His passing truly marks the end of an era for many. Says veteran publicist Neeta Raheja, “He belonged to a generation of designers who had a distinct voice of their own and were appreciative of design and aesthetics around them. I first met him in 1993. The fashion scene those days was very selective and niche. The designers, many of whom are the doyens of today, saw their contemporaries as friends and colleagues and not competition. There existed a healthy dialogue among them, and they were equally passionate about their dissent. They all grew together to where they stand today—each distinct in their fashion vocabulary and style. In that sense, he truly was perhaps the last few of his league who respected his colleagues for their creativity, forged deep friendships, acknowledged good design and yet, did not hesitate twice before making his opinion known.”
Nandita Abraham, dean, BITS Pilani Design School in Mumbai, says Bal’s contributions have been pivotal in bridging the gap between trans-generational craftsmanship and modern fashion. “His work not only celebrates the rich heritage of Kashmir but also highlights the importance of preserving and promoting Indian design on a global scale. Through his innovative approach, Bal helped to sustain the artistry of Kashmiri craftsmen and ensured that their skills are recognised and appreciated in the contemporary design landscape. He worked with pashmina and woollen textiles, often collaborating with craftsmen and emphasising the value of techniques like zardozi and sozni,” she says.
Much before designers got bought by rich industrialists and became handmaidens to Bollywood stars, there was an artist, one of a handful, who took the best from Indian textile traditions and made the rich look good, and those who wanted to be rich aspire to look better.

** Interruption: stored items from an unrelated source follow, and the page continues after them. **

Issue #129, opened 2016-06-05
libjpeg: Use TRUE instead of true


AbdealiJK:
There are a lot of places in the source code where `true` is being used. While this is widely acknowledged and works, it would be a good idea to use TRUE. [This](https://travis-ci.org/AbdealiJK/file-metadata/builds/135429131#L687) travis build fails saying `cannot convert bool to boolean for ...`

The same issue was found in [lammps](https://sourceforge.net/p/lammps/mailman/message/32775346/) and they were able to fix it by using TRUE and Axel Kohlmeyer says:

> i think that is more likely due to the compiler.
> in any case, the suggested fix is correct and compatible with all
> compiler variants that i could test.

AbdealiJK:
@davisking Let me know if you agree. If yes, I can start making a PR

davisking:
In the C++ code?  I'm definitely not replacing true with TRUE.  true is part of the C++ standard, TRUE is not.

AbdealiJK:
Ah. Yes, indeed C++ standard is `true` not `TRUE`. Not sure what I was thinking when I was writing this ...

On reading http://news.povray.org/povray.unix/thread/%3Cweb.5145947644c9fa6cde1c639f0@news.povray.org%3E/ :
It seems that *sometimes* (depending on how libjpeg is compiled, or maybe in older versions?), it expects a `boolean` datatype which is custom defined by it with values TRUE and FALSE. `boolean` is an enumeration in jpeglib.

It seems in the libjpeg in [dlib/external/libjpeg/jmorecfg.h](https://github.com/davisking/dlib/blob/master/dlib/external/libjpeg/jmorecfg.h#L222) the TRUE is set to 1 and FALSE is set to 0. - but this is only for the static build.

In the dynamic build where it uses the libjpeg from the system, the `true` is not accepted sometimes as the TRUE is of type `boolean`.

davisking:
Yeah, if it were an enum that would be a problem.  I've never seen a version of libjpeg that used an enum though.  People do crazy things though.  So if you want to make a PR that replaces true and false in just the calls to libjpeg that's fine with me :)

PR #130, opened 2016-06-05
save_jpeg: Use TRUE instead of true

AbdealiJK:
In some verisons on jpeg, TRUE is an enum, and so `true`
fails because it is not of the enum's type. Now, all the
libjpeg calls use TRUE/FALSE.

Fixes https://github.com/davisking/dlib/issues/129


davisking:
Thanks for the PR :)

He embodied classy extravagance. Recalls Dhaka, “I first met Gudda when we were very young. I was in school, he had this mane of curly red hair and he made every place fun with his presence. Boring places got animated if he walked into a party and no one left until he did. He epitomised cool.”
But Bal’s health was fragile and though his professional star was always on the ascendant, it didn’t necessarily translate into a state of grace in his private life.
With his gold tinted hair, his outsize lifestyle and his undeniable brilliance, he created a legacy over 35 years. He didn’t always walk a straight line, but then which outlier does?